- Genre: Comedy drama
- Written by: Susan Coyne Jason Sherman
- Starring: Jonas Chernick; Kenneth Welsh; Mark McKinney; Sarah Allen; Jodi Balfour; Sonja Smits;
- Country of origin: Canada
- No. of seasons: 1
- No. of episodes: 6

Production
- Executive producers: Peter Moss; Phyllis Platt; Brian Dennis;
- Running time: 60 minutes
- Production company: PDM Entertainment

Original release
- Network: CBC Television
- Release: January 5 – February 3, 2014

= The Best Laid Plans (TV series) =

The Best Laid Plans is a Canadian comedy-drama miniseries based on the Stephen Leacock Award-winning 2008 novel of the same name by Terry Fallis. The series stars Jonas Chernick as Daniel Addison, a disillusioned political staffer in the office of Opposition Leader George Quimby (Mark McKinney) who is forced to run a local candidate's campaign during a federal election. The election featured is in part a parody of the 2008 Canadian federal election. The six-part series premiered January 5, 2014 on CBC Television and concluded its run on February 3, 2014.

==Plot==
When Daniel catches his girlfriend (Sarah Allen), also a political staffer, and her boss in flagrante delicto he decides to flee political life and return to academe as assistant professor of English at the University of Ottawa. But it turns out that a life in politics is a bit like life in the mob – you just don’t walk away. For Daniel, the cost of exit is that he must find a candidate in a small riding 50 kilometers away and manage the campaign in the quickly approaching election. The catch: the riding in question has voted solidly for the governing party in every single election since Confederation and the incumbent is Eric Cameron (Peter Keleghan), the extremely popular finance minister whose approval rating in the last election was over 90%. Daniel's plan, therefore, is to select the seemingly unelectable Angus McClintock (Kenneth Welsh) in order to kill off his own credibility as a political strategist — as the campaign progresses, however, McClintock's unconventional attitude begins to strike a chord with voters, and Daniel's campaign to lose becomes increasingly difficult.

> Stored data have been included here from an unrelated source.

Issue #1081, opened 2017-07-27
Make runserver_plus survive syntax errors


maxnordlund:
Currently it crashes and you need to manually restart it, it would be nice if this wasn't the case. Not sure how to go about it though.

trbs:
We would welcome a pull-request to add this (preferable with a cli option for it)

maxnordlund:
Do you have any idea how to do it though?

twidi:
the django `runserver` command implements this since 2012 (https://github.com/django/django/commit/c2a6b2a43fb8f32cff078c823054e2e65f325464) so this should be possible here too, as we can expect `runserver_plus` to only add (the `_plus` part ;) ) features to the default django command, not to remove some :)

jrd:
Ahhh I always use `runserver_plus` so I didn't realized that `runserver` survives syntax error. I will check if I can propose a patch then 😉

skorokithakis:
@trbs can this be reopened until it is solved? It's currently my biggest source of frustration with django-extensions.

PR #1575, opened 2020-08-28
Make runserver_plus command survive syntax and configuration errors

Jenselme:
This will make it behave like the standard runserver command which doesn't
exit when we have a syntax or configuration error but simply wait for the
error to be fixed before the site is accessible again.

This should solve #1081

The solution turned out to be quite simple. Does it seem acceptable to you?

### DIFF
--- a/django_extensions/management/commands/runserver_plus.py
+++ b/django_extensions/management/commands/runserver_plus.py
@@ -8,7 +8,7 @@ import sys
 import django
 from django.conf import settings
 from django.core.exceptions import ImproperlyConfigured
-from django.core.management.base import BaseCommand, CommandError
+from django.core.management.base import BaseCommand, CommandError, SystemCheckError
 from django.core.servers.basehttp import get_internal_wsgi_application
 from django.dispatch import Signal
 from django.utils.autoreload import get_reloader
@@ -251,10 +251,13 @@ class Command(BaseCommand):
 
         if self.show_startup_messages:
             print("Performing system checks...\n")
-        if hasattr(self, 'check'):
-            self.check(display_num_errors=self.show_startup_messages)
-        else:
-            self.validate(display_num_errors=self.show_startup_messages)
+        try:
+            if hasattr(self, 'check'):
+                self.check(display_num_errors=self.show_startup_messages)
+            else:
+                self.validate(display_num_errors=self.show_startup_messages)
+        except (SyntaxError, SystemCheckError) as e:
+            self.stderr.write("SyntaxError occurred during system checks: " + str(e), ending="\n")
         try:
             self.check_migrations()
         except ImproperlyConfigured:
--- a/setup.py
+++ b/setup.py
@@ -155,7 +155,7 @@ setup(
     tests_require=[
         'Django',
         'Werkzeug',
-        'factory-boy',
+        'factory-boy<3.0.0',
         'mock',
         'pytest',
         'pytest-cov',


trbs:
Looks good, did you more or less copy this solution from the run server code ?

trbs:
Not sure if catching the exception and ignoring the exception is the right thing to do here....

I regretfully do not have the time right now but I would like to see how exactly `runserver` handles this. From first glance it does not seem to capture any `SystemCheckError` so don't think it should get passed ./core/management/commands/runserver.py lines 118-154/158... Think `runserver` just lets the thread exit but the reloader stays active 

I agree there are issues with this in `runserver_plus` currently... For example in my tests I could not see a simple exception message because of the clearing of line endings at `runserver_plus.py:128`... (sigh, so much to improve ;-) )

But I am not sure that ignoring the error and continuing is the best solution...

Jenselme:
> Not sure if catching the exception and ignoring the exception is the right thing to do here....

Neither am I. But I didn't see any other way to solve this.

> From first glance it does not seem to capture any SystemCheckError so don't think it should get passed ./core/management/commands/runserver.py lines 118-154/158... Think runserver just lets the thread exit but the reloader stays active

I didn't really look on this was done. I just witnessed the behavior and tried to reproduce it. It seemed like the most obvious way to change this.

From what I see [here](https://github.com/django/django/commit/c2a6b2a43fb8f32cff078c823054e2e65f325464#diff-46e69f287173eef41fcbfeba05501954R87), I should catch a bit more errors to correctly match `runserver`. From what I see, once the error is catch, they just add the problematic files to a list so the watcher correctly watches them. Since `werkzeug` seems to be doing this just fine, I don't see what we can do besides ignoring it.

trbs:
For the sake of argument, say I wrote a check: ( https://docs.djangoproject.com/en/3.1/topics/checks/ )

```python
@register()
def make_very_sure_runserver_does_not_use_production_database(app_configs, **kwargs):
    ...
```

Now it fails... displays the warning but continuous running `runserver_plus` and potentially doing nasty things to our production systems ;-)

trbs:
Could you please try https://github.com/django-extensions/django-extensions/commit/ae42e864438b2ec42202f608240ceb3bc4e57f58

Does this solve the issue for you ?

Jenselme:
The command doesn't crash but once we have a syntax error, even if I fix it, I have to kill the command and restart it for the fix to be taken into account. So it isn't really better than before.

BTW, I noticed that the standard `runserver` kills the server on syntax error and wait for the error to be fixed before to restart the server. I don't know whether it helps.

trbs:
I can reproduce the issue with `SyntaxError`... not entirely sure how to fix it quickly :-)

For now I removed the check for `SyntaxError` so it only catches `SystemCheckError`.
Think it's better to stop `runserver_plus` then showing an error which does not auto reload....

trbs:
Think for now we can close the PR... 
If you might find a way to also support `SyntaxError` or other exceptions please submit another PR ! 

Thanks for all the help on this and making Django Extensions better !

Jenselme:
No idea right now. I'll think I'll just rely on bash in the short term to relaunch `runserver_plus` when need. What I find strange is that with my patch it worked. Since both are very close, I don't understand why. On syntax error, I never got a message about the code being reloaded though :thinking: 

Thanks anyway!

trbs:
In https://github.com/pallets/werkzeug/blob/7f6088d7f774bd6e7d3f6cede0d7a284ba5f734c/src/werkzeug/_reloader.py#L13 `sys.modules` is used, I bet after the `SyntaxError` that that module is not on the list ;-)

A solution might be to just pass the file for the module that yielded the syntax error to `extra_files` in `run_simple`. However I guess it will still not trigger reload on other files that where still not loaded since the `SyntaxError` interrupted the process.

Jenselme:
Since the server can't start with the syntax error in that file, is it a big issue? That should be testable too. I'll try to test this tomorrow to see how it goes.

Jenselme:
Based on your last patch, this seems to work perfectly:
```patch
diff --git i/django_extensions/management/commands/runserver_plus.py w/django_extensions/management/commands/runserver_plus.py
index 560d13bc..c205c45b 100644
--- i/django_extensions/management/commands/runserver_plus.py
+++ w/django_extensions/management/commands/runserver_plus.py
@@ -4,6 +4,7 @@ import os
 import re
 import socket
 import sys
+import traceback
 
 import django
@@ -276,9 +277,21 @@ class Command(BaseCommand):
         if self.show_startup_messages:
             print("Performing system checks...\n")
 
+        files_in_error = set()
         try:
             self.check(display_num_errors=self.show_startup_messages)
-        except SystemCheckError as exc:
+        except (ImportError, IndentationError, SyntaxError, NameError,
+                TypeError, AttributeError, SystemCheckError) as exc:
+            # Inspired by https://github.com/django/django/commit/c2a6b2a43fb8f32cff078c823054e2e65f325464#diff-46e69f287173eef41fcbfeba05501954R89  # noqa: E501
+            et, ev, tb = sys.exc_info()
+            if getattr(ev, 'filename', None) is None:
+                # get the filename from the last item in the stack
+                filename = traceback.extract_tb(tb)[-1][0]
+            else:
+                filename = ev.filename
+            if filename not in files_in_error:
+                files_in_error.add(filename)
+
             self.stderr.write("SystemCheckError occurred during system checks: " + str(exc), ending="\n\n")
             handler = self.get_systemcheckerror_handler(str(exc), error_class=type(exc), **options)
         else:
@@ -364,7 +377,7 @@ class Command(BaseCommand):
             handler,
             use_reloader=use_reloader,
             use_debugger=True,
-            extra_files=self.extra_files,
+            extra_files=self.extra_files.union(files_in_error),
             reloader_interval=reloader_interval,
             reloader_type=reloader_type,
             threaded=threaded,
```

Even if I modify files other than the one with the error, the project is correctly reloaded.

trbs:
Taking inspiration from your last comment I tried to get even closer to `runserver` :-)

Could you please check with latest master ( https://github.com/django-extensions/django-extensions/commit/6fdddd39b12674f60b8f92191a7b68c8a55a7ae5 ) if this works for you ?

Jenselme:
@trbs it seems to work perfectly. Do you plan to make a new release with it soon?

trbs:
FYI: New release should be out shortly :-)

PR #1579, opened 2020-09-05
add uuid model & soft delete model & manager

thomas545:


trbs:
Thanks !

I like the idea (specially for `UuidModel`) however I am thinking that this normally is part of a larger effort for most applications...

thomas545:
> Thanks !
> 
> I like the idea (specially for `UuidModel`) however I am thinking that this normally is part of a larger effort for most applications... Maybe just having the abstract model is not helping people enough ? might benefit more from some more stuff around it like larger documentation and shortcuts to help using uuid's instead of pk's...

Thank You 
but I'm just thinking to use uuid with pk isn't instead of pk.

camilonova:
Django has https://docs.djangoproject.com/en/4.0/ref/models/fields/#uuidfield

I'm closing this. Thank you.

The show's cast also includes Raoul Bhaneja, Eric Peterson, Sonja Smits, Jodi Balfour, Barbara Gordon, Jordan Johnson-Hinds, Varun Saranga, Ron Lea, and Leah Pinsent.

==Production==
Production on the series began in summer 2013. Some scenes were filmed on Parliament Hill during Parliament's summer recess.

The series was written by Susan Coyne and Jason Sherman, and is produced by Phyllis Platt, Brian Dennis and Peter Moss of PDM Entertainment.

==Awards==

The series won three 2014 Directors Guild of Canada Awards in 2014: Best Television Movie/Mini-Series, Best Picture Editing - Television Movie/Mini-Series, Best Sound Editing - Television Movie/Mini-Series.